== Exercise materials

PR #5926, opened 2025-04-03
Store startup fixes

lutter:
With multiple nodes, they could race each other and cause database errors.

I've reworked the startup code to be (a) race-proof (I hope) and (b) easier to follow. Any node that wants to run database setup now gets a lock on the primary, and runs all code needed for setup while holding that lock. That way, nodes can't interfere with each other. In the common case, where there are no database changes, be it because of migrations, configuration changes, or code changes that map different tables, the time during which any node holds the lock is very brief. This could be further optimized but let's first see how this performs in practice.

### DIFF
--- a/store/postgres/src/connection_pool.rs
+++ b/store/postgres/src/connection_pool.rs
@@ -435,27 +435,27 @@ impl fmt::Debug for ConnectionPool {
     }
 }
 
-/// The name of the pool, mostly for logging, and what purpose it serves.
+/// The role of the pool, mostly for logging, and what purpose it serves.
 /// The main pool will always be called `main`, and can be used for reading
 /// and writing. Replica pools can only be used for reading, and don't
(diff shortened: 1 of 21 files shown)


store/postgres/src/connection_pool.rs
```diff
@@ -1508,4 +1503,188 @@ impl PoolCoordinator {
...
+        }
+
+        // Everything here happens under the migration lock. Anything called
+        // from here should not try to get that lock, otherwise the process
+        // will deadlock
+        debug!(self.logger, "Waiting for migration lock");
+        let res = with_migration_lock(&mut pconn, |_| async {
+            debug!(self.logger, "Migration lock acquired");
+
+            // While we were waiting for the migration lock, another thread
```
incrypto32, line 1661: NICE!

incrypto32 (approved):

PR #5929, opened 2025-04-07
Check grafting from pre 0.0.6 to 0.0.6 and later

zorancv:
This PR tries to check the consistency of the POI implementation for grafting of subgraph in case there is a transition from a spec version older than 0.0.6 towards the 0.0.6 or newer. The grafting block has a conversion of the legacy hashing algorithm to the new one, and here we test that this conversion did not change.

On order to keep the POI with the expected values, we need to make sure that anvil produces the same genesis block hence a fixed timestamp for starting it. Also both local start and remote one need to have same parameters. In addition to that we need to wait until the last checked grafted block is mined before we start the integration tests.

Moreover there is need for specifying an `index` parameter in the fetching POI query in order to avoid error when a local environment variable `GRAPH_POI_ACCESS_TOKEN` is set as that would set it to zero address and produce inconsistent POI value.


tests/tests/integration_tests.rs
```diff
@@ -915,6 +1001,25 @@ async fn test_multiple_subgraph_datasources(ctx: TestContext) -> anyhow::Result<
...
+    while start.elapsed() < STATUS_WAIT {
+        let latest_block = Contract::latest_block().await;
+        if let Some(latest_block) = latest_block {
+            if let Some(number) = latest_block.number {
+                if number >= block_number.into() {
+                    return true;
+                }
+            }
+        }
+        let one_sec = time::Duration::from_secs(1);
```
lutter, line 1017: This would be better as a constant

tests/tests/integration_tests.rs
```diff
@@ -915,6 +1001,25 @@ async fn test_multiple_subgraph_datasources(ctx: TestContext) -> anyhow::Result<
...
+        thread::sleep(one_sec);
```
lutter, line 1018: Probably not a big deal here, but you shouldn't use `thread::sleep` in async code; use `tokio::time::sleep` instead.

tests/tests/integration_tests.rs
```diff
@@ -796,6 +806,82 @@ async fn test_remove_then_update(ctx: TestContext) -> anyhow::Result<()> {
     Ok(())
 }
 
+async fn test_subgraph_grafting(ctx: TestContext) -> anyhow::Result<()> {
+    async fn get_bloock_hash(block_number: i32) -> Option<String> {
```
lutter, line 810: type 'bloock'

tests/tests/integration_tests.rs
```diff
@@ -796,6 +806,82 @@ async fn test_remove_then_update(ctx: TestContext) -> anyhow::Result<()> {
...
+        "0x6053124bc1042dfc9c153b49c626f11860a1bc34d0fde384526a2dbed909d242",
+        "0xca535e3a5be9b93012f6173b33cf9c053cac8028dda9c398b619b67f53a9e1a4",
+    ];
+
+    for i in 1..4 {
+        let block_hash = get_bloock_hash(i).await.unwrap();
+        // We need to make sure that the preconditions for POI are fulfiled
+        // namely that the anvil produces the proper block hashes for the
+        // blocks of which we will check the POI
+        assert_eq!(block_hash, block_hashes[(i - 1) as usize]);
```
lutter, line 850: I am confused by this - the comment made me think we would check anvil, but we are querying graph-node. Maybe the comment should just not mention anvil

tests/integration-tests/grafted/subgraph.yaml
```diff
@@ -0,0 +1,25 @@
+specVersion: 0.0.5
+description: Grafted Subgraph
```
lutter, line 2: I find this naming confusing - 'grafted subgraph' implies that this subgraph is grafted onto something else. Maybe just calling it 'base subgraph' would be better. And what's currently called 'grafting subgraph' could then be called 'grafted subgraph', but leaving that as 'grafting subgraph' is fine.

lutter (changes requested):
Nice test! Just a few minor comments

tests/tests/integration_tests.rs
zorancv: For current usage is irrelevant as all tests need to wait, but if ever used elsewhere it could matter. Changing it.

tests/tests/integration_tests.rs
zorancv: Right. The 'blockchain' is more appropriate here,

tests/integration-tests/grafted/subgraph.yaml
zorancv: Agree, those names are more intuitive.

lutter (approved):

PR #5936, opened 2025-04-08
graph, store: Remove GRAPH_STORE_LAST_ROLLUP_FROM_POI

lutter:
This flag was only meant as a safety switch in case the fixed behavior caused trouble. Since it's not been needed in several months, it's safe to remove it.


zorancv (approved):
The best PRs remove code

====

▶ Task directions:
Each line of the data should be given back exactly.

▶ Answer for this exercise:
PR #5926, opened 2025-04-03
Store startup fixes

lutter:
With multiple nodes, they could race each other and cause database errors.

I've reworked the startup code to be (a) race-proof (I hope) and (b) easier to follow. Any node that wants to run database setup now gets a lock on the primary, and runs all code needed for setup while holding that lock. That way, nodes can't interfere with each other. In the common case, where there are no database changes, be it because of migrations, configuration changes, or code changes that map different tables, the time during which any node holds the lock is very brief. This could be further optimized but let's first see how this performs in practice.

### DIFF
--- a/store/postgres/src/connection_pool.rs
+++ b/store/postgres/src/connection_pool.rs
@@ -435,27 +435,27 @@ impl fmt::Debug for ConnectionPool {
     }
 }
 
-/// The name of the pool, mostly for logging, and what purpose it serves.
+/// The role of the pool, mostly for logging, and what purpose it serves.
 /// The main pool will always be called `main`, and can be used for reading
 /// and writing. Replica pools can only be used for reading, and don't
(diff shortened: 1 of 21 files shown)


store/postgres/src/connection_pool.rs
```diff
@@ -1508,4 +1503,188 @@ impl PoolCoordinator {
...
+        }
+
+        // Everything here happens under the migration lock. Anything called
+        // from here should not try to get that lock, otherwise the process
+        // will deadlock
+        debug!(self.logger, "Waiting for migration lock");
+        let res = with_migration_lock(&mut pconn, |_| async {
+            debug!(self.logger, "Migration lock acquired");
+
+            // While we were waiting for the migration lock, another thread
```
incrypto32, line 1661: NICE!

incrypto32 (approved):

PR #5929, opened 2025-04-07
Check grafting from pre 0.0.6 to 0.0.6 and later

zorancv:
This PR tries to check the consistency of the POI implementation for grafting of subgraph in case there is a transition from a spec version older than 0.0.6 towards the 0.0.6 or newer. The grafting block has a conversion of the legacy hashing algorithm to the new one, and here we test that this conversion did not change.

On order to keep the POI with the expected values, we need to make sure that anvil produces the same genesis block hence a fixed timestamp for starting it. Also both local start and remote one need to have same parameters. In addition to that we need to wait until the last checked grafted block is mined before we start the integration tests.

Moreover there is need for specifying an `index` parameter in the fetching POI query in order to avoid error when a local environment variable `GRAPH_POI_ACCESS_TOKEN` is set as that would set it to zero address and produce inconsistent POI value.


tests/tests/integration_tests.rs
```diff
@@ -915,6 +1001,25 @@ async fn test_multiple_subgraph_datasources(ctx: TestContext) -> anyhow::Result<
...
+    while start.elapsed() < STATUS_WAIT {
+        let latest_block = Contract::latest_block().await;
+        if let Some(latest_block) = latest_block {
+            if let Some(number) = latest_block.number {
+                if number >= block_number.into() {
+                    return true;
+                }
+            }
+        }
+        let one_sec = time::Duration::from_secs(1);
```
lutter, line 1017: This would be better as a constant

tests/tests/integration_tests.rs
```diff
@@ -915,6 +1001,25 @@ async fn test_multiple_subgraph_datasources(ctx: TestContext) -> anyhow::Result<
...
+        thread::sleep(one_sec);
```
lutter, line 1018: Probably not a big deal here, but you shouldn't use `thread::sleep` in async code; use `tokio::time::sleep` instead.

tests/tests/integration_tests.rs
```diff
@@ -796,6 +806,82 @@ async fn test_remove_then_update(ctx: TestContext) -> anyhow::Result<()> {
     Ok(())
 }
 
+async fn test_subgraph_grafting(ctx: TestContext) -> anyhow::Result<()> {
+    async fn get_bloock_hash(block_number: i32) -> Option<String> {
```
lutter, line 810: type 'bloock'

tests/tests/integration_tests.rs
```diff
@@ -796,6 +806,82 @@ async fn test_remove_then_update(ctx: TestContext) -> anyhow::Result<()> {
...
+        "0x6053124bc1042dfc9c153b49c626f11860a1bc34d0fde384526a2dbed909d242",
+        "0xca535e3a5be9b93012f6173b33cf9c053cac8028dda9c398b619b67f53a9e1a4",
+    ];
+
+    for i in 1..4 {
+        let block_hash = get_bloock_hash(i).await.unwrap();
+        // We need to make sure that the preconditions for POI are fulfiled
+        // namely that the anvil produces the proper block hashes for the
+        // blocks of which we will check the POI
+        assert_eq!(block_hash, block_hashes[(i - 1) as usize]);
```
lutter, line 850: I am confused by this - the comment made me think we would check anvil, but we are querying graph-node. Maybe the comment should just not mention anvil

tests/integration-tests/grafted/subgraph.yaml
```diff
@@ -0,0 +1,25 @@
+specVersion: 0.0.5
+description: Grafted Subgraph
```
lutter, line 2: I find this naming confusing - 'grafted subgraph' implies that this subgraph is grafted onto something else. Maybe just calling it 'base subgraph' would be better. And what's currently called 'grafting subgraph' could then be called 'grafted subgraph', but leaving that as 'grafting subgraph' is fine.

lutter (changes requested):
Nice test! Just a few minor comments

tests/tests/integration_tests.rs
zorancv: For current usage is irrelevant as all tests need to wait, but if ever used elsewhere it could matter. Changing it.

tests/tests/integration_tests.rs
zorancv: Right. The 'blockchain' is more appropriate here,

tests/integration-tests/grafted/subgraph.yaml
zorancv: Agree, those names are more intuitive.

lutter (approved):

PR #5936, opened 2025-04-08
graph, store: Remove GRAPH_STORE_LAST_ROLLUP_FROM_POI

lutter:
This flag was only meant as a safety switch in case the fixed behavior caused trouble. Since it's not been needed in several months, it's safe to remove it.


zorancv (approved):
The best PRs remove code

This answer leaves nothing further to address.